Instructions for the task: Produce word for word the lines of the data below running from the one that has "proves a view" to the one that has "anonymous request for", inclusive, and no others.

Data in this exercise:
PR #2309, opened 2026-08-09
test: drop the tenant-client setup the shared base now provides

tylerecouture:
### What?

Follow-up to #2306, cleaning up what that migration left behind. Three groups of changes, all in test code:

1. **Removes tenant-client constructions that are now exact duplicates** of the client `ByteDeckTenantTestCase._pre_setup` builds:
   * a client rebuilt inside a `djcytoscape` test body
   * `CooldownTestMixin.setUp` and `CourseViewTestData.setUp`, whose only remaining job was building the client (both `setUp` methods are removed entirely)
   * 14 constructions in `src/hackerspace_online/tests/test_forms.py`
2. **Corrects docstrings that misdescribe what the code does**: five `setUp` docstrings that still described building a client they no longer build, plus the `ResetPasswordViewTests` class and method docstrings, which claimed to cover users who registered without an email when the test actually posts an address no account uses.
3. **Adds class docstrings to twelve migrated test classes** that had none.

### Why?

#2306 gave every `ByteDeckTenantTestCase` a per-test `TenantClient`, which made the per-class and per-test constructions redundant. I removed most of them there but missed these, and CodeRabbit&#39;s review caught the `djcytoscape` one. Checking that finding turned up the rest.

`test_forms.py` is the notable miss: it was not in #2306&#39;s diff at all, because its clients are built at the top of individual test methods rather than in a `setUp`, so the sweep that found the others did not match it.

The docstring changes are the repo&#39;s &#34;comments must describe the code as it is now&#34; rule: a `setUp` whose docstring reads *&#34;Set up a tenant client for each test&#34;* over a body that only toggles a siteconfig flag actively misleads the next reader.

### How?

`_pre_setup` assigns `cls.client = TenantClient(cls.tenant)` once per test method, so an in-test `self.client = TenantClient(self.tenant)` builds an identical client for the same tenant and shadows it to no effect.

The one risk in removing these is a test that deliberately re-creates the client mid-test to drop a login session. I checked all 14 in `test_forms.py` individually: every one sits in the setup phase of its test, before any `force_login`/`login` call, so none were doing that. The single local `client = TenantClient(self.tenant)` (used to obtain a `WSGIRequest` for the allauth login form) now uses `self.client`, which is the same kind of object.

[...]

PR #2333, opened 2026-08-10
test: say where the remaining bare 302 assertions land

tylerecouture:
### What?

Replaces the remaining `assert302` calls that were hiding a real destination with assertions that name it, and turns the unused, deprecated `assertRedirectsAdmin` helper into a working `assertRedirectsAdminLogin`.

### Why?

`assert302` proves a view redirected, not where to. That is fine when the redirect is the endpoint doing its job (the permission umbrellas), but several of these were standing in for behaviour worth pinning:

```python
# Not this student's submission
self.assert302('quests:submission', args=[s2_pk])
self.assert302('quests:drop', args=[s2_pk])
```

That is the authorization boundary between two students' work. It passes whether the view sends the student back to their own quests page or forwards them to a page about someone else's submission, and it passes if the destination silently changes to anything at all. The same for an anonymous request to the tenant admin: a 302 could be the admin login, or it could be a redirect off to the public tenant.

### How?

Each of the following now asserts a destination:

* a student opening **another student's** submission, drop or past-submission page goes back to their own quests page (`assertRedirectsQuests`),
* a teacher **skipping** a submission returns to the approvals queue,
* **unarchiving** a quest lands on the Drafts tab, which is where unarchiving just put the quest,
* **logging out** lands on the login page (`ACCOUNT_LOGOUT_REDIRECT_URL`),
* an anonymous request for the **tenant admin changelist** goes to the admin login carrying the page it asked for in `?next=` (7 call sites),
* `decks:subscription` uses `assertRedirectsLogin` instead of a 302 plus `assertIn('login', response.url)`, which would also have accepted, say, `/blogin-widget/`.

The admin case needs its own helper, because the django admin sends unauthenticated visitors to `admin:login` and not to `settings.LOGIN_URL`, so `assertRedirectsLogin` is the wrong assertion for an `/admin/` url. `ViewTestUtilsMixin` already had that helper: `assertRedirectsAdmin`, called from nowhere, emitting a `DeprecationWarning` telling callers to use `assertRedirectsLogin` instead. It becomes `assertRedirectsAdminLogin` with the warning dropped, a docstring saying when each of the two is right, `reverse('admin:login')` instead of a hard-coded `/admin/login/`, and `urlencode` for the `?next=` value like `login_url_with_next` does.

The `assert302` calls left alone are the ones inside the student and teacher permission umbrellas (`quests:start`, `quests:hide`, `profiles:comment_ban` and friends), where the 302 means the endpoint ran and #2327 covers what it did.

### Testing?

```
Ran 2070 tests in 295.934s

OK
```

`ruff check src` passes.

The new assertions were checked for real: the tenant admin destination was confirmed by running `tenant.tests.test_admin` (71 tests) against `admin:login` rather than assuming it, and `quest_manager.tests.test_views` (230 tests) plus `hackerspace_online.tests.test_auth` and `tenant.tests.test_views` (95 tests) all pass with the named targets.

Run against a real Postgres 16 + Redis dev environment, not a mocked one.

N/A, test-only change with no front-end or user-visible effect.

### Anything Else?

Sixth in the test-suite cleanup after #2306, #2309, #2321, #2322 and #2327. #2322 made the anonymous redirect assertions say where they went; this one finishes that job for the redirects that were not anonymous, and clears the last dead helper the earlier passes left behind.

### Review request

@tylerecouture

---

## Summary by CodeRabbit

- **Tests**
  - Strengthened authentication and admin access checks to verify redirects to the configured login page, including the original destination.
  - Updated quest workflow tests to confirm correct redirects when unarchiving, accessing unauthorized submissions, and skipping submissions.
  - Standardized subscription access tests to use shared login redirect assertions.
  - Improved test helpers for validating admin login redirects.

### DIFF
--- a/src/hackerspace_online/tests/test_auth.py
+++ b/src/hackerspace_online/tests/test_auth.py
@@ -1,6 +1,7 @@
 import re
 from unittest.mock import patch
 
+from django.conf import settings
 from django.contrib.auth import get_user_model
 from django.core import mail
 from django.shortcuts import reverse
@@ -45,7 +46,8 @@ class NonPublicOnlyAuthViewTests(ByteDeckTenantTestCase):
         """
         self.assert200('account_signup')  # ok
         self.assert200('account_login')  # ok
-        self.assert302('account_logout')  # redirect
+        # logging out lands on ACCOUNT_LOGOUT_REDIRECT_URL, which this project points at the login page
+        self.assertRedirects(self.client.get(reverse('account_logout')), reverse(settings.LOGIN_URL))
         self.assertRedirectsLogin('account_change_password')  # login required
         self.assertRedirectsLogin('account_set_password')  # login required
         self.assert200('account_inactive')  # ok
--- a/src/hackerspace_online/tests/utils.py
+++ b/src/hackerspace_online/tests/utils.py
@@ -15,7 +15,6 @@ from model_bakery import baker
 
 import json
 import re
-import warnings
 
 from urllib.parse import urlencode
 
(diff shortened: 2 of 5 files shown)


tylerecouture:
@coderabbitai review

(The automatic review hit the OSS rate limit when this PR opened; the stated cooldown has elapsed.)

---

tylerecouture:
On the one nitpick (Args/Returns sections on `assertRedirectsAdminLogin`): not taking it, for two reasons.

The docstring already documents the parameters in prose, in the same wording the neighbouring helpers use: "Provide any url and path parameters as args or kwargs". Adding `Args: url_name: URL pattern name passed to reverse()` and `Returns: None` restates the signature without telling a reader anything they could not see, and none of the sibling assertions in `ViewTestUtilsMixin` (`assertRedirectsLogin`, `assertRedirectsHome`, `assert200`, ...) carry those sections, so it would be the odd one out.

That also matches the learning recorded on this repo from #2003, which is quoted back in the #2327 thread: parameter and return-value documentation is appropriate "when it conveys meaningful information, not generic filler". The meaningful part of this helper's contract is *which* login page it expects and why, which is what the docstring spends its second paragraph on.

---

Reply:
`assert302` proves a view redirected, not where to. That is fine when the redirect is the endpoint doing its job (the permission umbrellas), but several of these were standing in for behaviour worth pinning:

```python
# Not this student's submission
self.assert302('quests:submission', args=[s2_pk])
self.assert302('quests:drop', args=[s2_pk])
```

That is the authorization boundary between two students' work. It passes whether the view sends the student back to their own quests page or forwards them to a page about someone else's submission, and it passes if the destination silently changes to anything at all. The same for an anonymous request to the tenant admin: a 302 could be the admin login, or it could be a redirect off to the public tenant.

### How?

Each of the following now asserts a destination:

* a student opening **another student's** submission, drop or past-submission page goes back to their own quests page (`assertRedirectsQuests`),
* a teacher **skipping** a submission returns to the approvals queue,
* **unarchiving** a quest lands on the Drafts tab, which is where unarchiving just put the quest,
* **logging out** lands on the login page (`ACCOUNT_LOGOUT_REDIRECT_URL`),
* an anonymous request for the **tenant admin changelist** goes to the admin login carrying the page it asked for in `?next=` (7 call sites),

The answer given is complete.